**Your task**: Lines to restate from the data below: from the one containing "Can we write" to the one containing "Would not only", both included. Give them again exactly, and only them.
[Dataset content Boundary: Start]
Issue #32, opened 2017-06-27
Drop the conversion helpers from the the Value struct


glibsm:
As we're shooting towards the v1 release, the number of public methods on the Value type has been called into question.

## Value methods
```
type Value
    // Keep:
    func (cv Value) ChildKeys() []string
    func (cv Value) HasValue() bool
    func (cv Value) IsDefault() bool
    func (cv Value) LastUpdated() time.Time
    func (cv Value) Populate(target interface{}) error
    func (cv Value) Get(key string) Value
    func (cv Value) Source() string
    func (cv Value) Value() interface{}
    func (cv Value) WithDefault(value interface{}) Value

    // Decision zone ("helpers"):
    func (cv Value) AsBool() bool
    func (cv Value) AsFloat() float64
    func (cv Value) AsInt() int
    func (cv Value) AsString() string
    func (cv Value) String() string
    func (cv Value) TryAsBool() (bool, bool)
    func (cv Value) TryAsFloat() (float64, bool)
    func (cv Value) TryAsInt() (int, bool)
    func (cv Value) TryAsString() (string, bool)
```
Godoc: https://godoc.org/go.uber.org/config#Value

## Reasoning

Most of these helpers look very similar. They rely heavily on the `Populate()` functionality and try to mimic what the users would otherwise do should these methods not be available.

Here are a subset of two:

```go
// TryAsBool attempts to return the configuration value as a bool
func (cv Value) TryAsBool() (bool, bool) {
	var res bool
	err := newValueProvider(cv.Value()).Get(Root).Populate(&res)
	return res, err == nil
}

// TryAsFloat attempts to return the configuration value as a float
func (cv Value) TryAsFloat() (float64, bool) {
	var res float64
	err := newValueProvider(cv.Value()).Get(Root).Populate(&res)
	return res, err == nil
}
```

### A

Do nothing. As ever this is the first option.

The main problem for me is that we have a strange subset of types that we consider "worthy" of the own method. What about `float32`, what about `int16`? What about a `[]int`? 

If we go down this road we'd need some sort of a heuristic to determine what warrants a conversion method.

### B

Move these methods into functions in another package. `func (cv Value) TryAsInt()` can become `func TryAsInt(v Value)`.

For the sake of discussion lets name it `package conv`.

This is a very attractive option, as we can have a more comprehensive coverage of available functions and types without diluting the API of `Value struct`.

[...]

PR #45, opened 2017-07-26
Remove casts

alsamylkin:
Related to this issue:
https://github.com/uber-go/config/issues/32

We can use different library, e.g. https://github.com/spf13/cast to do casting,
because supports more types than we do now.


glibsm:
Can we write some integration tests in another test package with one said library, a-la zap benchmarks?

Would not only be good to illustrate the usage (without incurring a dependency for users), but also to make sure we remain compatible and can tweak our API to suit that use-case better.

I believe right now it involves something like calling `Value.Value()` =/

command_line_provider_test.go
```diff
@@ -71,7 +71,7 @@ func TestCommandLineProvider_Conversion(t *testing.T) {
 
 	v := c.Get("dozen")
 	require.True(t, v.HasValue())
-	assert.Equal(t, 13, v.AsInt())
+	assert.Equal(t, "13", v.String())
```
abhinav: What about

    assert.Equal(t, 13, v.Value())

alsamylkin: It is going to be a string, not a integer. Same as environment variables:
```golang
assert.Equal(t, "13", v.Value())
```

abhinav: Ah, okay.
[Dataset content Boundary: End]
[Dataset content Boundary: Start]
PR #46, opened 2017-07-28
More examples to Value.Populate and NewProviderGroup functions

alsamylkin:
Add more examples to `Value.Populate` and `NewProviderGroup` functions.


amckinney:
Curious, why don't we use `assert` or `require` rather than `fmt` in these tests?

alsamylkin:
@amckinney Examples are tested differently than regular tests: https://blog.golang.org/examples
[Dataset content Boundary: End]
**Reply**:
Can we write some integration tests in another test package with one said library, a-la zap benchmarks?

Would not only be good to illustrate the usage (without incurring a dependency for users), but also to make sure we remain compatible and can tweak our API to suit that use-case better.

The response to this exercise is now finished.